**Your objective:** From the entries below, copy out every line with "files" in it.

** Opening Input block **

PR #4305, opened 2016-01-05
Fix #4296: Aggregates with threshold smaller than rendered wrong

### LINKED ISSUE #3252: Javascript files (and other static resources) get encoded wrong
The select 2 box displays an encoding error:
searching

The javascript file contains an UTF-8 character: `return "Searching…";`.
In the browser (Safari and Chrome tested) you see it interpreted as iso-latin, `Searchingâ€¦`

### LINKED ISSUE #4296: Aggregates with threshold smaller than rendered wrong
Reproduce:
- Set 'Aggregate threshold' to 10 in App Settings, Save changes
- Go to Data explorer plugin, Select MolgenisUser entity, Select Aggregates tab

Expected:
- Smaller than symbol is rendered

Actual:
- Smaller than symbol is rendered incorrectly
bug_aggregates

fdlk:
This works for me locally, still needs to be tested on a VM with apache httpd and tomcat instead of jetty.
Make sure to clear your cache when testing.

Also fixes #3252 which I've closed as a duplicate.

The fix changes the encoding used to serve all FreeMarker views from iso-latin-1 to UTF-8, so the potential impact is across the board, wherever non-ascii characters are served. Still, I'd argue that this is how we want and expect the views to be served.

### DIFF
--- a/molgenis-core-ui/src/main/java/org/molgenis/ui/MolgenisWebAppConfig.java
+++ b/molgenis-core-ui/src/main/java/org/molgenis/ui/MolgenisWebAppConfig.java
@@ -331,7 +331,7 @@ public abstract class MolgenisWebAppConfig extends WebMvcConfigurerAdapter
 		FreeMarkerViewResolver resolver = new FreeMarkerViewResolver();
 		resolver.setCache(true);
 		resolver.setSuffix(".ftl");
-
+		resolver.setContentType("text/html;charset=UTF-8");
 		return resolver;
 	}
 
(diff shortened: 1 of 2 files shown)


Mark-de-Haan:
This will have to be tested tomorrow on molgenis01 because locally I can not reproduce #4296

fdlk:
You can reproduce locally by setting environment=production in the molgenis-server.properties.
But the problem might be influenced by the way the jarfile is hosted, i.e. locally we host with jetty and perhaps using tomcat / ajp / httpd it's different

** Closing Input block **

**Exercise solution:**
### LINKED ISSUE #3252: Javascript files (and other static resources) get encoded wrong
(diff shortened: 1 of 2 files shown)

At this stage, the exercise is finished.